実は搭載義務なし? スペアタイヤ激減の裏事情と積まなくてもOKな訳

■スペアタイヤの搭載義務は「なし」 だからこそ知りたいパンク応急処置の手当

 とはいえ、スペアタイヤは搭載しないでもいいのだろうか? じつは日本の法規にはスペアタイヤ搭載の義務はない。自動車メーカーがスペアタイヤを搭載していたのは、パンク発生時にユーザーの安全性を担保するために自主的に行っているからだという。筆者はユーザー車検を行っているが、車検時にスペアタイヤの有無を確認されていないし、パンク修理剤やエアコンプレッサーの搭載も確認されていない。

 さて、現在主流となりつつあるパンク修理剤やエアコンプレッサーはどう使えばいいのだろうか? まず覚えておいてほしいのはパンク修理剤=パンクを修理する液剤ではないということ。

 パンク修理剤は一時的にエア漏れを止めて、タイヤショップなどまでクルマを走らせることができる応急処置のための液剤だということだ。じつはパンク修理剤を使うと、通常のゴム糊の乗りが悪くなり、パッチやプラグでのパンク修理が難しくなる。場合によっては不可能となることもある。

パンク修理剤=パンクを修理する液剤ではない。一時的にエア漏れを止め、タイヤショップなどまでクルマを走らせることができる応急処置のための液剤である
パンク修理剤=パンクを修理する液剤ではない。一時的にエア漏れを止め、タイヤショップなどまでクルマを走らせることができる応急処置のための液剤である

 パンク修理剤を使う際は、添付されている説明の通りに行うこと。

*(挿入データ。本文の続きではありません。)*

PR #291, opened 2015-08-18
Add curl example for printing response headers

jeremyruppel:
This is probably the most useful curl command I can never remember. Thanks for the great project!

PR #631, opened 2016-01-07
curl: add --header example

jamescarlos:
Add curl header example.

### DIFF
--- a/pages/common/curl.md
+++ b/pages/common/curl.md
@@ -23,6 +23,10 @@
 
 `curl --head {{http://localhost}}`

修理剤の種類によって使い方が異なり、パンクの原因となった釘などを除去せずに使うものと、除去して使うものなどがある。

 どちらにせよ、前述のようにパンク修理剤を使うとパッチやプラグでの修理ができなくなることもあるので、できる限りパンク修理剤は使いたくない。もし、空気を足しながらタイヤショップなどにたどり着けるなら、そうしたほうが懸命である。

 この際、原因となった釘などは抜かないのが基本。また、タイヤは空気が抜けた状態で走らせると、構造上のダメージを受けてしまうので、くれぐれも空気圧が一定上に下がらないようにしながら移動することが大切で、速度も抑えめ(50km/h程度が限度)にするべきだ。

■テンパータイヤやランフラットタイヤ装着車も注意点あり

 テンパータイヤがスペアタイヤとして搭載されている場合は、パンクしたタイヤとテンパータイヤを交換して使うが、駆動輪にはテンパータイヤは使えないことになっている。つまりFF(=前輪駆動車)の場合、テンパータイヤは後輪に装着しなければならない。ではFFで前輪がパンクしたらどうするか? この場合は次の手順となる。

1.パンクした前輪を取り外し、テンパータイヤを装着する
2.後輪を取り外し、パンクしたタイヤと入れ替える
3.外した後輪と前輪のテンパータイヤを入れ替える
4.後輪に取り付けたパンクしたタイヤとテンパータイヤを入れ替える

 つまり4回のジャッキアップが必要というわけだ。4WDの場合は、基本駆動方式がFFの場合は前輪駆動、基本駆動方式がFRの場合は後輪駆動という考えでテンパータイヤを装着する。

ランフラットタイヤを装着するLexus UX
ランフラットタイヤを装着するLexus UX

 ランフラットタイヤは空気圧がゼロになってもタイヤの構造でクルマの荷重を支えて一定の距離が走れるというメリットがあるが、空気圧が低下した状態で走り続けたものは構造が破壊され廃棄となってしまう。

 このため、ランフラットタイヤであっても空気圧が下がったら、エアコンプレッサーでタイヤに空気を足しながらタイヤショップまで移動することが大切。こうすれば修理が可能となることもあるので、ランフラットタイヤ装着車であってもエアコンプレッサーは積んでおいたほうがいいだろう。ランフラットタイヤが装着されたクルマにはタイヤの内圧センサーが取り付けられているので、空気圧が減ったことをチェック可能だ。